Great post Doby, but do you really count skidding as a fundamental movement?
Skidding is a failure to carve.
Good question Jamt. Typically tipping and skidding are covered by one fundamental referred to as edging. Edging deserves a spot in the list of core fundamentals because it represents the footwork that needs to be facilitated to control the edges. If you think about it, it is impossible to manage skis without both tipping and skidding. While a skier may be able to ski an easy run with 100% edge locked turns, that would not be true on the majority of terrain and not at all in any race course short of an easy Nastar course. However, I now prefer to define edging in two categories because tipping has somewhat separated itself from skidding with modern shaped skis. I am a tipping centric skier who only skids to create friction for speed control and for no other reason. Whether my edging is controlled by tipping, skidding or a blend, they are movements executed by the feet and ankles. All the other fundamentals are focussed on movements of the body and we need at least one (two for me) that include the feet. Technically, we could include skidding, a rotary motion, in the rotary category and tipping, a lateral motion, in the angulation category but, again, especially today, using our feet to ski is a fundamental that cannot be ignored. Also, these two edging fundamentals bring the ski into our anatomical fundamental movements as they should because the ski is a critical extension of our anatomy and the only one where the rubber meets the road and where the forces we seek are exchanged between the ground and skier.
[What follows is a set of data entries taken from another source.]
PR #722, opened 2018-03-16
Use correct property for handle viewer event

JustinHoldstock:
My misreading lead to a null event_name being used for the metric. This fixes it to use the correct one.


boxcla:

PR #724, opened 2018-03-20
Fix: document findbar no longer ignores useHotkeys

DanDeMicco:
This change refactors DocFindBar keyboard events to be called from the DocumentViewer and the normal onKeypress flow. Fixes #723

PR #725, opened 2018-03-20
Fix: parse options during show instead of after token response

DanDeMicco:
This moves the parsing of the preview options to show instead of after the token returns. This fixes an issue uncovered by #724 in which disableHotkeys was disabled immediately after show, but the hotkeys were not disabled since parseOptions overrides.


boxcla:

Now, as a tipping centric skier, my personal list of core fundamentals do not even include the body, They are what we do with the ski as if it is our foot. I refer to them as “clean skis fundamentals”:
1. Tipping - always tipped equal and tipped at a constant rate
2. Left/right pressure control - always outside dominant but always shared for equal bending
3. Fore/aft pressure control - always migrating from tip to tail
4. Relative ski position - always parallel and no or little tip lead
In order to obey these fundamentals, whatever my body does to achieve these results correctly, for the most part, is going to be correct by default. It gives the body freedom to find its own, somewhat skeletally kinetic predetermined path of movement, without cognitive intervention. I believe that many adult advanced intermediate skiers plateau because all the complex anatomical directives become too complicated. I can read it in their words and see it in their movements. As they continue receiving complex anatomical directives from instruction, (many of which never lead to fruition or are sustained in fruition and yet continue to pile up in the back of their minds), that plateau digs itself in for the long haul. We can observe a skier and determine which movements are compensatory and how much DIRT is applied to them to determine how plateaued a skier actually is. The more stubborn the plateau, the more we have to disrupt that person’s frame of reference on technique to make real and lasting corrections. Before that can be done, usually some type of critical change in the thinking of the skier will need to occur. Humans are creatures of habit which does not bode well in the long journey of ski development. If you have been stuck in the advanced intermediate rut, are frustrated with pretzeling your body in every which way and are willing to do whatever you can to get past it, try turning everything upside down and look to the ski. Primates are better tool users than they are performance artists.